▸ **Task prompt**
Copy every line below. Do not alter any of them.

▸ **Data extracted from a collection**
>>>

PR #559, opened 2026-07-05
fix(#558): harden ECHAM physics against multi-step reverse-mode gradient NaNs

### LINKED ISSUE #558: ECHAM: reverse-mode gradient NaNs beyond one model step (forward and finite differences both finite)
Found while building JEM-Cal's Phase 2a gradient gate against **dev** (bce05cc), where multi-step reverse-mode through the ECHAM stack returns NaN while the forward pass and a central finite difference are both finite. Minimal characterization below; this currently blocks gradient calibration at ECHAM complexity.

**Configuration**: T21L47 (`get_coords(get_echam_levels(47), spectral_truncation=21)`), `echam_physics(radiation_scheme="grey")` at scheme defaults, balanced isothermal start (`inject_balanced_isothermal_profile`), `default_forcing` aquaplanet SSTs, `time_step=15.0` (minutes), `output_averages=True`, x64, CPU, jax 0.10.2. Objective: `mean(preds.dynamics.temperature)`, differentiated with respect to `RadiationParameters.solar_constant`.

| steps | checkpoint_terms | d meanT / d S0 |
|---|---|---|
| 1 | True | 2.6053230612888e-06 |
| 1 | False | 2.6053230612888e-06 (bit-identical) |
| 3 | True | **nan** |
| 3 | False | **nan** |
| 3 | central FD (eps = 5 W/m2) | 5.2104638712e-06 |

Forward is finite in every configuration (mean T 287.91 K after 5 steps). The same holds for a convection parameter (`entrpen`): AD gives exactly 0.0 over a short dry start, which is physically right (no convection yet), so the defect is specific to the *chained* backward, not to one scheme's VJP in isolation.

Reading of the evidence: the NaN enters the backward pass only when more than one model step is chained, and independently of term-level remat. That points at either the cross-step physics carry (radiation cache, prior-step TKE) or the classic unselected-branch cotangent poisoning (`where`/`sqrt`-at-zero guards whose NaN cotangent only propagates once a later step consumes the output), rather than at `jax.checkpoint` or any single term.

Reproduction (venv with dev-editable jcm, `JAX_PLATFORMS=cpu`):

```python
import dataclasses
import jax, jax.numpy as jnp
jax.config.update("jax_enable_x64", True)

from jcm.forcing import default_forcing
from jcm.model import Model
from jcm.physics.echam.echam_levels import get_echam_levels
from jcm.physics.echam.echam_terms import echam_physics
from jcm.physics.radiation.radiation_types import RadiationParameters
from jcm.runners import inject_balanced_isothermal_profile
from jcm.utils import get_coords

coords = get_coords(get_echam_levels(47), spectral_truncation=21)
forcing = default_forcing(coords.horizontal)
rad0 = RadiationParameters.default()

def objective(s0, steps=3):
    rad = dataclasses.replace(rad0, solar_constant=s0)
    physics = echam_physics(radiation=rad, radiation_scheme="grey", checkpoint_terms=False)
    model = Model(coords=coords, physics=physics, time_step=15.0)
    inject_balanced_isothermal_profile(model)
    days = 15.0 * steps / 1440.0
    preds = model.resume(forcing=forcing, save_interval=days, total_time=days, output_averages=True)
    return jnp.mean(preds.dynamics.temperature)

print(jax.grad(objective)(jnp.asarray(1361.0)))  # nan; finite with steps=1
```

<<<

▸ **Answer box**
PR #559, opened 2026-07-05
fix(#558): harden ECHAM physics against multi-step reverse-mode gradient NaNs

### LINKED ISSUE #558: ECHAM: reverse-mode gradient NaNs beyond one model step (forward and finite differences both finite)
Found while building JEM-Cal's Phase 2a gradient gate against **dev** (bce05cc), where multi-step reverse-mode through the ECHAM stack returns NaN while the forward pass and a central finite difference are both finite. Minimal characterization below; this currently blocks gradient calibration at ECHAM complexity.

**Configuration**: T21L47 (`get_coords(get_echam_levels(47), spectral_truncation=21)`), `echam_physics(radiation_scheme="grey")` at scheme defaults, balanced isothermal start (`inject_balanced_isothermal_profile`), `default_forcing` aquaplanet SSTs, `time_step=15.0` (minutes), `output_averages=True`, x64, CPU, jax 0.10.2. Objective: `mean(preds.dynamics.temperature)`, differentiated with respect to `RadiationParameters.solar_constant`.

| steps | checkpoint_terms | d meanT / d S0 |
|---|---|---|
| 1 | True | 2.6053230612888e-06 |
| 1 | False | 2.6053230612888e-06 (bit-identical) |
| 3 | True | **nan** |
| 3 | False | **nan** |
| 3 | central FD (eps = 5 W/m2) | 5.2104638712e-06 |

Forward is finite in every configuration (mean T 287.91 K after 5 steps). The same holds for a convection parameter (`entrpen`): AD gives exactly 0.0 over a short dry start, which is physically right (no convection yet), so the defect is specific to the *chained* backward, not to one scheme's VJP in isolation.

Reading of the evidence: the NaN enters the backward pass only when more than one model step is chained, and independently of term-level remat. That points at either the cross-step physics carry (radiation cache, prior-step TKE) or the classic unselected-branch cotangent poisoning (`where`/`sqrt`-at-zero guards whose NaN cotangent only propagates once a later step consumes the output), rather than at `jax.checkpoint` or any single term.

Reproduction (venv with dev-editable jcm, `JAX_PLATFORMS=cpu`):

```python
import dataclasses
import jax, jax.numpy as jnp
jax.config.update("jax_enable_x64", True)

from jcm.forcing import default_forcing
from jcm.model import Model
from jcm.physics.echam.echam_levels import get_echam_levels
from jcm.physics.echam.echam_terms import echam_physics
from jcm.physics.radiation.radiation_types import RadiationParameters
from jcm.runners import inject_balanced_isothermal_profile
from jcm.utils import get_coords

coords = get_coords(get_echam_levels(47), spectral_truncation=21)
forcing = default_forcing(coords.horizontal)
rad0 = RadiationParameters.default()

def objective(s0, steps=3):
    rad = dataclasses.replace(rad0, solar_constant=s0)
    physics = echam_physics(radiation=rad, radiation_scheme="grey", checkpoint_terms=False)
    model = Model(coords=coords, physics=physics, time_step=15.0)
    inject_balanced_isothermal_profile(model)
    days = 15.0 * steps / 1440.0
    preds = model.resume(forcing=forcing, save_interval=days, total_time=days, output_averages=True)
    return jnp.mean(preds.dynamics.temperature)

print(jax.grad(objective)(jnp.asarray(1361.0)))  # nan; finite with steps=1
```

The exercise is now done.